### YOUR GOAL:
Pick the lines holding the string "current" out of the records and copy them.
/---
PR #230, opened 2021-02-04
AT_FDCWD support.

sunfishcode:
This forward-ports #54 to current main.


sunfishcode:
A brief description of what this is:

>    AT_FDCWD is a special constant in POSIX that can be passed to *at
    functions to indicate the current working directory. Since the
    current working directory is emulated in wasi libc, add emulated
    AT_FDCWD support as well.

Makefile
```diff
@@ -188,6 +188,10 @@ CFLAGS = $(WASM_CFLAGS) --target=$(TARGET_TRIPLE)
 # WebAssembly floating-point match doesn't trap.
 # TODO: Add -fno-signaling-nans when the compiler supports it.
 CFLAGS += -fno-trapping-math
+# We should have proper declarations for everything.
+CFLAGS += \
+    -Werror=missing-declarations \
+    -Werror=implicit-function-declaration \
```
sbc100, line 194: Can we instead use `-Werror` and disabled the warngins that are not fixable or not part in code that we maintain?

libc-bottom-half/cloudlibc/src/libc/fcntl/openat.c
```diff
@@ -11,156 +11,61 @@
 #include <fcntl.h>
 #include <string.h>
 
-#ifdef __wasilibc_unmodified_upstream // fstat
-static_assert(O_APPEND == __WASI_FDFLAG_APPEND, "Value mismatch");
-static_assert(O_DSYNC == __WASI_FDFLAG_DSYNC, "Value mismatch");
-static_assert(O_NONBLOCK == __WASI_FDFLAG_NONBLOCK, "Value mismatch");
-static_assert(O_RSYNC == __WASI_FDFLAG_RSYNC, "Value mismatch");
-static_assert(O_SYNC == __WASI_FDFLAG_SYNC, "Value mismatch");
-#else
```
sbc100, line 20: There removals of the ifdef blocks seem unrelated?    Could they land separately?

Makefile
sbc100: Also maybe this should be its own change.

sunfishcode:
The warnings and ifdef changes are now landed as separate chnages, and this is now rebased on top of them.

sbc100 (approved):

PR #231, opened 2021-02-05
Remove __wasilibc_unmodified_upstream markers from libc-bottom-half.

sunfishcode:
We've already started removing this; this just removes all remaining
ones under the libc-bottom-half directory.

These markers were originally intended to help track upstream changes,
however in practice they created a lot of clutter and weren't that
helpful. And now, upstream cloudlibc is no longer active.


sbc100 (approved):
Great!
\---
### OUTPUT FOR THIS EXERCISE:
This forward-ports #54 to current main.
    functions to indicate the current working directory. Since the
    current working directory is emulated in wasi libc, add emulated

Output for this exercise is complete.